_WHAT IS REQUIRED_. Keep to one stretch of the data below, the lines from the one with "Looks good, thanks!" up to and including the one with "This allows us", and return that stretch exactly.

_Extracted records_.
PR #721, opened 2023-07-03
Remove naked_functions feature usage for x86

nbdd0121:
Given that this function has no generics, it could easily use `global_asm!` instead.

This would remove the outline asm and associated pre-built binaries for x86.


nbdd0121:
It's weird that the test of `assert_eq!` is failing with two sides being equal... Seems that UB is triggered somewhere but it is unlikely to be in the code that I touched.

nbdd0121:
Not sure what happened? CI failed, this shows as merged, but not in the main branch?

sunfishcode:
Oops, I started debugging the test failure and accidentally pushed this to main, which I didn't realize auto-closed this, and then reset main to fix the mistake. Would you mind re-opening this, or opening a new PR with this patch? I think the patch is a good idea, using `global_asm` now that our MSRV is bumped to 1.63 is much nicer than shipping around a prebuilt archive.

nbdd0121:
There is no way to reopen a merged PR on GitHub. Will re-open a new PR.

PR #722, opened 2023-07-04
Remove naked_functions feature usage for x86

nbdd0121:
Given that this function has no generics, it could easily use `global_asm!` instead.


nbdd0121:
I haven't been able to reproduce the issue locally. Probably need to steal the version out from CI to figure out what happened.

src/backend/linux_raw/vdso_wrappers.rs
```diff
@@ -310,21 +310,31 @@ unsafe fn _rustix_clock_gettime_via_syscall(
...
-    asm!("int $$0x80", "ret", options(noreturn))
-}
-
-// The outline version of the `rustix_int_0x80` above.
-#[cfg(all(not(asm), target_arch = "x86"))]
+#[cfg(target_arch = "x86")]
 extern "C" {
+    /// A symbol pointing to an `int 0x80` instruction. This “function” is only
+    /// called from assembly, and only with the x86 syscall calling convention.
+    /// so its signature here is not its true signature.
```
sunfishcode, line 317: Could you add a comment here mentioning that this could use the `naked_functions` feature should it be stabilized?

sunfishcode (commented):
Thanks! Using global_asm is much nicer than shipping a prebuilt archive.

The CI failure turned out to be an existing bug, which is now fixed in #723.

PR #750, opened 2023-07-18
Detect MIPS R6

chenx97:
This PR aims to add support for recently [proposed](https://github.com/rust-lang/compiler-team/issues/632) architectures, which should be much easier to do now thanks to the removal of outline assembly.

MIPS R6 shares syscall conventions with MIPS, so the inline assembly files may only differ in their comments.


sunfishcode:
linux-raw-sys 0.4.5 is now released with https://github.com/sunfishcode/linux-raw-sys/pull/73 in it, adding MIPS R6 support. Is this rustix PR ready for review now?

chenx97:
It should be ready now.

PR #751, opened 2023-07-18
Linux on loongarch64 has no open syscall so use openat

xiangzhai:
Hi,

Linux on loongarch64 has no `open` syscall neither, so use `openat` instead.

Passed cargo test.

Thanks,
Leslie Zhai


sunfishcode:
Thanks!

Issue #758, opened 2023-07-29
Typographical error and missing flags


ImBearChild:
`CLONE_NEWUTS` is missing from `rustix::thread::UnshareFlags` . And `rustix::thread::UnshareFlags::NWCGROUP` seems to be a typographical error of N***E***WCGROUP.  `rustix::fs::MountFlags` also have some items missing, compared to `nix::mount::MsFlags`.  I have found some of those flags in `rustix::fs::MountPropagationFlags`. That's a bit of counterintuitive.

Can I open a pull request to fix them ?

ImBearChild:
For example, I want to port following c code to rust using rustix:

```c
  if (mount (NULL, "/", NULL, MS_SILENT | MS_SLAVE | MS_REC, NULL) < 0)
    die_with_error ("Failed to make / slave");
```

I can't use change_mount(), beacuse there's no `MountPropagationFlags::SILENT`.

```rust
        change_mount(
            "/",
            MountPropagationFlags::SILENT | MountPropagationFlags::SLAVE | MountPropagationFlags::REC,
        ).unwrap();
```

Also, I can't use mount(), because there's no `MountFlags::SLAVE`.

```rust
        mount(
            "", "/", "",
            MountFlags::SILENT | MountFlags::SLAVE | MountFlags::REC, 
            "",
        ).unwrap();
```

Maybe `MountPropagationFlags::SILENT` should be added to `MountPropagationFlags`, because it "Suppress the display of certain (printk()) warning messages in the kernel log." , which should be valid for both `mount()` and `change_mount()`

sunfishcode:
These fixes are now published in rustix 0.38.6.

PR #759, opened 2023-07-29
Fix missing UTS flags and typo error for unshare

ImBearChild:
Fix missing UTS flags and typo error in #758.


sunfishcode:
Thanks!

PR #760, opened 2023-07-29
Add MS_SILENT for MountPropagationFlags

ImBearChild:
Fix MS_SILENT for #758


sunfishcode:
Could you also add a definition to src/backend/libc/fs/types.rs? It can also use the linux_raw_sys value.

ImBearChild:
> Could you also add a definition to src/backend/libc/fs/types.rs? It can also use the linux_raw_sys value.

ok, I have pushed a now commit to this branch.

sunfishcode:
Thanks!

PR #763, opened 2023-07-31
Factor out a new top-level `mount` module.

sunfishcode:
Create `rustix::mount`, and move the mount-related and fsopen-related functions into it, adding deprecated aliases in `rustix::fs` for compatibility.

This also renames several functions which are all specialized forms of the `mount` system call, so I renamed them to have `mount` at the beginning. It also fixes the collision with the real `move_mount` system call.

 - `remount` to `mount_remount`
 - `bind_mount` to `mount_bind`
 - `recursive_bind_mount` to `mount_recursive_bind`
 - `change_mount` to `mount_change`
 - `move_mount` to `mount_move`

And, it adds documentation links to a [new repository] I set up to host formatted versions of the draft manual pages that were posted.

[new repository]: https://github.com/sunfishcode/linux-mount-api-documentation

@yujincheng08 @SUPERCILEX


sunfishcode:
Thanks! The documentation calls it a "recursive bind mount" so the answer to "what kind of mount is it?" is "a recursive bind one", so I went with `mount_recursive_bind` for now, though I also made a note to revisit this.

PR #769, opened 2023-08-03
Bindings of eventfd for the ESP-IDF framework

ivmarkov:
The `eventfd` sys call [is available on the ESP IDF framework](https://docs.espressif.com/projects/esp-idf/en/latest/esp32/api-reference/storage/vfs.html#event-fds), although with some restrictions (no support for `EFD_CLOEXEC`, `EFD_NONBLOCK` and `EFD_SEMAPHORE` and non-blocking mode enabled by default).

Given that the ESP IDF framework is already supported in `rustix` we would like to extend the support to include this syscall as well.

Background: support for `eventfd` is key for [upstreaming ESP IDF support in the `smol/polling` crate](https://github.com/esp-rs-compat/polling/blob/espidf/src/poll.rs#L105).


sunfishcode:
Looks good, thanks!

PR #772, opened 2023-08-06
Add data() method to kqueue events

notgull:
This allows us to get the raw data field out, which is useful for reading receipt events.

This lets us fully remove libc from polling, see this line: https://github.com/smol-rs/polling/blob/6d13def8abd73da96d1e73090f490ae0ad36d6bd/src/kqueue.rs#L132

### DIFF
--- a/src/event/kqueue.rs
+++ b/src/event/kqueue.rs
@@ -100,8 +100,8 @@ impl Event {
     }
 
     /// Get the raw data for this event.
-    pub fn data(&self) -> isize {
-        // On openbsd, data is an i64 and not an isize
+    pub fn data(&self) -> i64 {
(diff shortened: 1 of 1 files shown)


src/event/kqueue.rs
```diff
@@ -99,6 +99,12 @@ impl Event {
         self.inner.udata as _
     }
 
+    /// Get the raw data for this event.
+    pub fn data(&self) -> isize {
+        // On openbsd, data is an i64 and not an isize
```
sunfishcode, line 104: It looks like netbsd and newer versions of freebsd have this too. If this is sometimes an i64, should we cast to i64 here instead of isize?

PR #777, opened 2023-08-09
Fix AIX build with all-apis feature

ecnelises:
- Fix networking API support
- Make stat family function signature consistent


src/backend/libc/c.rs
```diff
@@ -133,7 +130,7 @@ pub(super) use libc::{
         target_arch = "mips64r6"
     )
 )))]
-#[cfg(any(linux_like, target_os = "aix"))]
+#[cfg(linux_like)]
 pub(super) use libc::{lstat64 as lstat, stat64 as stat};
```
sunfishcode, line 134: According to Rust's libc bindings, [AIX does have blksize64_t](https://github.com/rust-lang/libc/blob/main/src/unix/aix/mod.rs#L27) and all the other `*64*` things. At least at some point, a powerpc-ibm-aix target existed, where `c_long` was presumably 32-bit and `blksize_t` was 32-bit. It's rustix's intention to always use 64-bit file offsets, so unless AIX can guarantee that `c_long` and `blksize_t` and all the rest will always be 64-bit, I'd prefer to continue using the `*64*` things.

src/backend/libc/net/send_recv.rs
```diff
@@ -22,7 +23,10 @@ bitflags! {
         /// `MSG_DONTROUTE`
         const DONTROUTE = bitcast!(c::MSG_DONTROUTE);
         /// `MSG_DONTWAIT`
-        #[cfg(not(windows))]
+        #[cfg(not(any(
+            windows,
+            target_os = "aix",
+        )))]
         const DONTWAIT = bitcast!(c::MSG_DONTWAIT);
```
sunfishcode, line 30: On AIX, would it make sense to define `DONTWAIT` with the value of `MSG_NONBLOCK`?

sunfishcode:
Thanks!

PR #781, opened 2023-08-09
Construct non-zero types safely at compile-time

### LINKED ISSUE #776: Non-zero constants could be constructed using safe code
Code like the following:

https://github.com/bytecodealliance/rustix/blob/a19658282a26b3ac6ea581b5a69f570774a37dd5/src/pid.rs#L20-L23

Could be replaced by safe code using const panic:

```rust
match NonZeroI32::new(1) {
    Some(nz) => nz,
    None => panic!("unreachable: 1 is non-zero"), // valid in a const context
}
```

joshlf:
Closes #776

### DIFF
--- a/src/net/types.rs
+++ b/src/net/types.rs
@@ -1,5 +1,3 @@
-#![allow(unsafe_code)]
-
 use crate::backend::c;
 use bitflags::bitflags;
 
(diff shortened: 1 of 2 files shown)


sunfishcode:
Cool, thanks!

PR #1571, opened 2026-01-13
Cargo.toml: Add support for big-endian aarch64

neuschaefer:
I tested this change with "cargo test" using Rust 1.91 on an unofficial build of Alpine Linux for aarch64_be (aarch64_be-unknown-linux-musl). All tests pass, including doctests.

---

This PR could be considered a simplified version of https://github.com/bytecodealliance/rustix/pull/1472. Most notably, I did not include the `rustix_use_untested_linux_raw` flag, because I think it adds unnecessary friction.


folkertdev:
@neuschaefer could you re-run CI (maybe just rebase and force push) here? The logs have expired, locally `cargo +1.63.0-x86_64-unknown-linux-gnu check` works fine, so probably CI would just pass? 

Merging this would be useful for testing `aarch64_be` (in particular as part of `rust-lang/stdarch` development)

folkertdev:
Or @sunfishcode can maybe close/reopen the PR to the same effect?

PR #1591, opened 2026-03-05
Define flags `AT_STATX_*` for Linux musl 1.2.3

heiher:
libc flags: https://github.com/rust-lang/libc/blob/e879ee90b6cd8f79b352d4d4d1f8ca05f94f2f53/src/unix/linux_like/mod.rs#L1618-L1621


heiher:
Apparently, not all targets are using musl v1.2.3 by default right now. It looks like we need to define this explicitly for the specific targets that are actually using musl v1.2.3.

Issue #1602, opened 2026-03-31
ci: feature `asm_experimental_arch` is declared but not used


xtqqczze:
```log
error: feature `asm_experimental_arch` is declared but not used
   --> src/lib.rs:117:44
    |
117 | #![cfg_attr(asm_experimental_arch, feature(asm_experimental_arch))]
    |                                            ^^^^^^^^^^^^^^^^^^^^^
    |
    = note: `-D unused-features` implied by `-D warnings`
    = help: to override `-D warnings` add `#[allow(unused_features)]`

error: could not compile `rustix` (lib test) due to 1 previous error
```

xtqqczze:
https://github.com/rust-lang/rust/issues/44232

sunfishcode:
According to https://github.com/rust-lang/rust/issues/93335, inline asm for powerpc and s390x is now stablized, so the feature is no longer needed.

sunfishcode:
This is now fixed in https://github.com/bytecodealliance/rustix/pull/1613.

PR #1594, opened 2026-03-14
Increase the MSRV from 1.63 to 1.65

xtqqczze:
Closes https://github.com/bytecodealliance/rustix/issues/1607 (`libc` bumped MSRV to 1.65)

* Replace some runtime panics with compile-time assertions
* Disable targets that now fail these assertions
* Consolidate duplicated FFI re-exports

PR #1606, opened 2026-04-09
fix: pin libc crate to <0.2.184

### LINKED ISSUE #1607: ci: build broken due to libc MSRV bump
```log
error: package `libc v0.2.184` cannot be built because it requires rustc 1.65 or newer, while the currently active rustc version is 1.63.0
```

xtqqczze:
Closes https://github.com/bytecodealliance/rustix/issues/1607


xtqqczze:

_ANSWER BOX_.
Looks good, thanks!

PR #772, opened 2023-08-06
Add data() method to kqueue events

notgull:
This allows us to get the raw data field out, which is useful for reading receipt events.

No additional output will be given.